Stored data

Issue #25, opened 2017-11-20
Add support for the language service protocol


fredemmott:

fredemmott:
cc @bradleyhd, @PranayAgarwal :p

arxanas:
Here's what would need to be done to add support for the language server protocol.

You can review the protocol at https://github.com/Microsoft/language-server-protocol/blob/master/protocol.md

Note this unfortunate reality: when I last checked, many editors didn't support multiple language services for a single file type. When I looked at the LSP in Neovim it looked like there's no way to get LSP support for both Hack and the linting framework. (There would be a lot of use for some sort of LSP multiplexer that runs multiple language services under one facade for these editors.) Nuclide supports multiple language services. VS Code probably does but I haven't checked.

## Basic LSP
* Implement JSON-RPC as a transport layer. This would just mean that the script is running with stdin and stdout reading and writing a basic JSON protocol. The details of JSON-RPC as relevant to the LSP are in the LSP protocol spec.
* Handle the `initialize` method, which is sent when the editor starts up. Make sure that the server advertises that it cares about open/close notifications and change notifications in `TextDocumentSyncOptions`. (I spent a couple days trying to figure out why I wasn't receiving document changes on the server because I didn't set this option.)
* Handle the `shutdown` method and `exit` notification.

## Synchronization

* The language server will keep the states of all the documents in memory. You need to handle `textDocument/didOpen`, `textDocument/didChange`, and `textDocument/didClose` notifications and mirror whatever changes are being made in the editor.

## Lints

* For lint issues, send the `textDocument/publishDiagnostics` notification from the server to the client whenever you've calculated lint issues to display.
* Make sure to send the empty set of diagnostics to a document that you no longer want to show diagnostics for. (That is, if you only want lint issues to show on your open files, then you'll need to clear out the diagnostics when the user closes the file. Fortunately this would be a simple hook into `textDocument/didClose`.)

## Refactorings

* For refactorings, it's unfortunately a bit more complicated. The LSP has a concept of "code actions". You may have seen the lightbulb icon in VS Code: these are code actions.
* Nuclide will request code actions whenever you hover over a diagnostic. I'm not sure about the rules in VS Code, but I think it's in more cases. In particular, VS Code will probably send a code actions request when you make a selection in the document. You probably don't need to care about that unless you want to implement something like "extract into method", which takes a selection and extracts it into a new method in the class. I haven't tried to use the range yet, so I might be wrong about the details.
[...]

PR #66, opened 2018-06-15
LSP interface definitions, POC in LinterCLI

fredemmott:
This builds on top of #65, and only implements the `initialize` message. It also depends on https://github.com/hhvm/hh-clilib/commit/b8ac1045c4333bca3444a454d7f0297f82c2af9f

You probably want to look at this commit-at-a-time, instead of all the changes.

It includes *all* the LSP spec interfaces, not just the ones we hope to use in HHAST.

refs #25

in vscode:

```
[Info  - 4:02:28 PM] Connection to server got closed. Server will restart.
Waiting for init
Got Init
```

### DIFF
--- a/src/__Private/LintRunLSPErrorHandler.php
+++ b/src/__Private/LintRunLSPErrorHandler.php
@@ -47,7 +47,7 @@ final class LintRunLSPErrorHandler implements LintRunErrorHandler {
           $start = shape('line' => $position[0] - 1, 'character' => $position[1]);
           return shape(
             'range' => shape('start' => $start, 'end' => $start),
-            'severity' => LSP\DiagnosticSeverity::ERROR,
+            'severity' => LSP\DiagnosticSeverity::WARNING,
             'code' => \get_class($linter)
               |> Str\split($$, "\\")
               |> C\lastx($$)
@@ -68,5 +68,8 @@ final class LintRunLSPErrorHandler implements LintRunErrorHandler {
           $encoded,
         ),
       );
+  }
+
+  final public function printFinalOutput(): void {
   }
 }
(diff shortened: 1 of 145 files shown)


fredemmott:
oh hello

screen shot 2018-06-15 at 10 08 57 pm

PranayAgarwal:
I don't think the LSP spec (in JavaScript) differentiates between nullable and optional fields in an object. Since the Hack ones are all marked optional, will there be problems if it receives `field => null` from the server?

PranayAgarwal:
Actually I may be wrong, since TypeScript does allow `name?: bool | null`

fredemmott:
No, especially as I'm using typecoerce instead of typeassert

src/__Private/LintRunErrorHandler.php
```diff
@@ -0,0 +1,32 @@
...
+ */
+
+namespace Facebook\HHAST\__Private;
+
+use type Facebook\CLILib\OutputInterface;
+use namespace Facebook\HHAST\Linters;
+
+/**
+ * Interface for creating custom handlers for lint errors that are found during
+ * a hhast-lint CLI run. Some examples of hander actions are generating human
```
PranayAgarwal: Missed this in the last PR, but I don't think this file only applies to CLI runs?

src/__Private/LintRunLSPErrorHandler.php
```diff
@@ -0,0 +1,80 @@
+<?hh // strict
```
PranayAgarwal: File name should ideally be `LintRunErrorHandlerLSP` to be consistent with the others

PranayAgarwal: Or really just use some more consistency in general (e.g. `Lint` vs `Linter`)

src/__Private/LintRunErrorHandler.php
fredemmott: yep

...

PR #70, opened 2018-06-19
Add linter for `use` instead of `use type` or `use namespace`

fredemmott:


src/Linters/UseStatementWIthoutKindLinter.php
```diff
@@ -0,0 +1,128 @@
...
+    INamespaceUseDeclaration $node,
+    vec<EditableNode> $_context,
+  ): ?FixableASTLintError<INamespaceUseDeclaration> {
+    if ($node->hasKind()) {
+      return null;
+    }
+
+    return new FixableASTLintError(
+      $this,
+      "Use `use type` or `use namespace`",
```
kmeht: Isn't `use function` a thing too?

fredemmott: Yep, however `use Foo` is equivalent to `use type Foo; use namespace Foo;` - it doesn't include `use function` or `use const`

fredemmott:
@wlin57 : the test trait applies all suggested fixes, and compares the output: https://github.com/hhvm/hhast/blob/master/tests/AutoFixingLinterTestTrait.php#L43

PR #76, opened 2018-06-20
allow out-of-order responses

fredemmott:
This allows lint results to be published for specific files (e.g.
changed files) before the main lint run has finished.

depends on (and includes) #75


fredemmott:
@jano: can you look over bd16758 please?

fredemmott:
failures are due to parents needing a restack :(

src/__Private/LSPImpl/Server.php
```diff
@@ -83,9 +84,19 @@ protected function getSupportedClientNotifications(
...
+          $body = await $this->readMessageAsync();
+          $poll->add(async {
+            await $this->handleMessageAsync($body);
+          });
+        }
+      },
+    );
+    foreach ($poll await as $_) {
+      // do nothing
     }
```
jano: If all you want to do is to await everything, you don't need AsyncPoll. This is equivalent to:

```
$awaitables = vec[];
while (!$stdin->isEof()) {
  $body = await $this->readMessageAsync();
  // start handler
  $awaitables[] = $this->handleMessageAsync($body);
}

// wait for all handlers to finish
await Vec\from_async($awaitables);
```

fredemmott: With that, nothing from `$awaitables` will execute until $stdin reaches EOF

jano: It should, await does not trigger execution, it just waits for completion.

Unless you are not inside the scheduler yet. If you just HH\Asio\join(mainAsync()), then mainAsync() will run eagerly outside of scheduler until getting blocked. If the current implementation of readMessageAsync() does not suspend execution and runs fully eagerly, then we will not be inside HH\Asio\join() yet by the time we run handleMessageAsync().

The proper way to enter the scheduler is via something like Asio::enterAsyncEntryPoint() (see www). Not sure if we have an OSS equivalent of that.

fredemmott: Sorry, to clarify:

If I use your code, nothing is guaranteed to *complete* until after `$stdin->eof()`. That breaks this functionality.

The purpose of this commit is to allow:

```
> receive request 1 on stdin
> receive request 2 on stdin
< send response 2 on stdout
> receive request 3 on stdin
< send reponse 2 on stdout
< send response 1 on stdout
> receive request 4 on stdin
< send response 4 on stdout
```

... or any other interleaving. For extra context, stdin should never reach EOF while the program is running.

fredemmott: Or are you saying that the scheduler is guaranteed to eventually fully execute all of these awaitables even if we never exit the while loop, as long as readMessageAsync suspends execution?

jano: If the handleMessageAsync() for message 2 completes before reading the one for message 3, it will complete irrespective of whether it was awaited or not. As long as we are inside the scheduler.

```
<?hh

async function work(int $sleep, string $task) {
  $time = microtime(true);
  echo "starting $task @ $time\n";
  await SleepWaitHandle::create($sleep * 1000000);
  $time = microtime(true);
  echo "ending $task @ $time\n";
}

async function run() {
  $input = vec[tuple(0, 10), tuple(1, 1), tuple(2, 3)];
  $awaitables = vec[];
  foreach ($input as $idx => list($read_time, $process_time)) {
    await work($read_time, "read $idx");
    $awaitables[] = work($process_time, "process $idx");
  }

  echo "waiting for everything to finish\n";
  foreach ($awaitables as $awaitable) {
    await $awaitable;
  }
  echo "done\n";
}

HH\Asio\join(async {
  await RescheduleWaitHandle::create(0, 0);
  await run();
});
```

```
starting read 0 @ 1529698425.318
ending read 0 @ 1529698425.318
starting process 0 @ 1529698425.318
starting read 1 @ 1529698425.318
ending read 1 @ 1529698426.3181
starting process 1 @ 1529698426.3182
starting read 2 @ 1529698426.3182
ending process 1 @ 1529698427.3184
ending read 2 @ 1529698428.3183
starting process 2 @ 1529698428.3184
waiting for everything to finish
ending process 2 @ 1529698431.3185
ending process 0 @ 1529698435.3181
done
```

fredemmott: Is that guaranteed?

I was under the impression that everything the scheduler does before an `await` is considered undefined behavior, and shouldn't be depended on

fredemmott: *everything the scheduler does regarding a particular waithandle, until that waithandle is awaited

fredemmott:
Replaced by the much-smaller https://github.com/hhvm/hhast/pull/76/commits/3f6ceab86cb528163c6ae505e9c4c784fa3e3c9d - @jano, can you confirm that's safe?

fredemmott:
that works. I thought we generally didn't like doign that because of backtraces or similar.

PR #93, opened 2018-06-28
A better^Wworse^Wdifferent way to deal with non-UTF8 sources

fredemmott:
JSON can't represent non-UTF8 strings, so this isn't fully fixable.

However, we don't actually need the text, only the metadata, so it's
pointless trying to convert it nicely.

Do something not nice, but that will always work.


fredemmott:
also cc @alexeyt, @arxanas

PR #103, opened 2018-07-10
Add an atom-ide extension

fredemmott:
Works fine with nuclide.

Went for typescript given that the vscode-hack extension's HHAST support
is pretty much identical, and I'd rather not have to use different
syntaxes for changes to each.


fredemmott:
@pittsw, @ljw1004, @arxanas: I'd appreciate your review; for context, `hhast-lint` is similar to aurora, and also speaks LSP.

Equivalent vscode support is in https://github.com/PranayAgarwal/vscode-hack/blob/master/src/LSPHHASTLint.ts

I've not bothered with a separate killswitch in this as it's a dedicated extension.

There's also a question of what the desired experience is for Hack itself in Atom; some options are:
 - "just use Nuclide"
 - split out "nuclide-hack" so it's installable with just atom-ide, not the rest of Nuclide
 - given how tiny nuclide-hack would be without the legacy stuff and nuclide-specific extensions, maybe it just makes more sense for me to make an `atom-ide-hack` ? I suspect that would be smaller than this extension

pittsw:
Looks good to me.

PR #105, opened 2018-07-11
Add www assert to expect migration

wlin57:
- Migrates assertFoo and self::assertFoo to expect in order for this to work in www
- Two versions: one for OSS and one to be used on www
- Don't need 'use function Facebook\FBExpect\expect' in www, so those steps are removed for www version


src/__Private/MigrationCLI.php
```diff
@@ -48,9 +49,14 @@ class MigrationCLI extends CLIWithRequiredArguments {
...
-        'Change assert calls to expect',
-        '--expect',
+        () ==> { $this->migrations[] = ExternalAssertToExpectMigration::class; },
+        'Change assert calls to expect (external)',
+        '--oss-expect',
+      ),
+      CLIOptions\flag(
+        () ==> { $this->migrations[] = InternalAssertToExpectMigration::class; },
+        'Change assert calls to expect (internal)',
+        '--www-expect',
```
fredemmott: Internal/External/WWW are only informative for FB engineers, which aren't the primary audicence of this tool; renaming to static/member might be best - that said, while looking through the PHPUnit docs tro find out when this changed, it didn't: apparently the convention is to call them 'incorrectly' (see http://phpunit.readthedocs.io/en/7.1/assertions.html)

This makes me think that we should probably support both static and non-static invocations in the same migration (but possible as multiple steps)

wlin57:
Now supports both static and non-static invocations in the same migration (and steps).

* * *

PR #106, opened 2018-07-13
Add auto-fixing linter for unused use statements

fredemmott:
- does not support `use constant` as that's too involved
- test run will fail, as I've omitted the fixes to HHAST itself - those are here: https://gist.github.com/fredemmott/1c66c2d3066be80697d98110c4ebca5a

**What you need to do:**
Copy each line above holding "language".

**Task solution:**
Add support for the language service protocol
Here's what would need to be done to add support for the language server protocol.
You can review the protocol at https://github.com/Microsoft/language-server-protocol/blob/master/protocol.md
Note this unfortunate reality: when I last checked, many editors didn't support multiple language services for a single file type. When I looked at the LSP in Neovim it looked like there's no way to get LSP support for both Hack and the linting framework. (There would be a lot of use for some sort of LSP multiplexer that runs multiple language services under one facade for these editors.) Nuclide supports multiple language services. VS Code probably does but I haven't checked.
* The language server will keep the states of all the documents in memory. You need to handle `textDocument/didOpen`, `textDocument/didChange`, and `textDocument/didClose` notifications and mirror whatever changes are being made in the editor.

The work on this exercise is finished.